Это была единственная ее угроза. Опершись на перила, она смотрела, как он спускается с лестницы. Сойдя вниз, Ругон поднял голову, и они улыбнулись друг другу. Она не собиралась мелочно мстить, — она уже мечтала о том, как вознесется на недосягаемую высоту и потом раздавит его. Вернувшись в комнату, она поймала себя на том, что говорит вслух:
— Что ж, тем хуже! Все дороги ведут в Рим.
Начиная с этого вечера, Ругон повел атаку на сердце Делестана. Он передал ему весьма лестные слова, якобы сказанные о нем мадмуазель Бальби на банкете, устроенном в Ратуше после крестин. Он постоянно говорил с бывшим поверенным о необычайной красоте девушки. Ругон, который раньше так часто предостерегал Делестана против женщин, теперь старался отдать его во власть Клоринде связанным по рукам и ногам. То он восторженно отзывался о ее чудесных руках, то с волнующей прямотой выражений расхваливал ее фигуру. Влюбчивый по природе и уже увлеченный Клориндой, Делестан вскоре воспылал к ней безумной страстью. А когда Ругон заверил его, что сам он никогда не помышлял о Клоринде, то Делестан признался, что уже полгода любит ее, но молчал, боясь получить чужие объедки. Теперь он ежедневно являлся на улицу Марбеф, чтобы поговорить о ней. Вокруг него образовался своеобразный заговор: стоило ему с кем-нибудь встретиться, как начинались восхищенные похвалы той, кому он поклонялся. Даже Шарбоннели остановили его однажды утром посреди площади Согласия и начали нудно восторгаться „красивой барышней, с которой его повсюду встречают“.

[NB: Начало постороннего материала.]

Issue #89, opened 2022-08-23
Write RollingAverageDataProvider


mikelehen:
This is a bit broader than just implementing RollingAverageDataProvider. I think we need to come up with a mechanism to define metric data providers that depend on other metrics (or regions).

In my original metrics refactor I had prototyped a "DerivedDataProvider" that would basically let you write a data provider that depends on other metrics.  A simple example is a RollingAverageDataProvider that provides a rolling average metric from a "raw" metric...   The definitions are here: https://github.com/covid-projections/who-demo/blob/82eddb59ba6237cce39ac0c3ce9a007f2ca3c582/src/metrics/data_providers.ts#L32

I think we want something similar, but I'm not sure exactly what it should look like.  Maybe we should just amend the MetricDataProvider.fetchData() function so that it receives the MetricCatalog as an additional argument.  That way it can fetch data for other metrics in the catalog if it wants / needs to.  I'm not sure.  Happy to brainstorm more on this.

mikelehen:
I added `TransformedMetricDataProvider` to act-now-packages and added a `RollingAverageMetricDataProvider` example to the template.

PR #110, opened 2022-08-30
Add TransformedMetricDataProvider.

mikelehen:
TransformedMetricDataProvider is a base class to help implement a MetricDataProvider that provides data by transforming data from another existing metric.  Implementers just need to set the `id` of the data provider and implement the `transformData()` method.

The idea is we can use this to create little data providers that compute daily new cases from cumulative cases, rolling averages, etc.  Example (note that it relies on a `Timeseries.rollingAverage()` method that's coming in a subsequent PR):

Клоринда, со своей стороны, расточала Делестану обворожительные улыбки. В несколько дней она перестроила всю свою жизнь и вошла в новую роль. Вдохновенно изменив тактику, она обольщала бывшего поверенного не той вызывающей смелостью, которую испробовала на Ругоне. Совершенно преобразившись, Клоринда стала томной и пугливой, играла в невинность; она твердила о своей впечатлительности, от слишком нежного пожатия руки у нее делались нервные припадки. Когда Делестан рассказал Ругону, что она упала без чувств в его объятия после того, как он осмелился поцеловать ей запястье, — последний объяснил это ее душевной чистотой. Но так как события развивались слишком медленно, то однажды, июльским вечером, Клоринда, как бы по крайней неопытности, отдалась Делестану. Он был весьма смущен этой победой, считая, что малодушно воспользовался обмороком девушки, — она была как мертвая и потом ни о чем не вспоминала. Когда он пробовал просить прощения или позволял себе какую-нибудь вольность, — Клоринда глядела на него с таким простодушным удивлением, что, снедаемый раскаяньем и страстью, он бормотал какие-то невнятные слова. После этого происшествия он стал серьезно подумывать о женитьбе. Он надеялся таким образом искупить свою вину, а главное — заменить законным наслаждением свое минутное краденое счастье; воспоминание об этом счастье жгло Делестана, а получить его иным путем он уже отчаялся.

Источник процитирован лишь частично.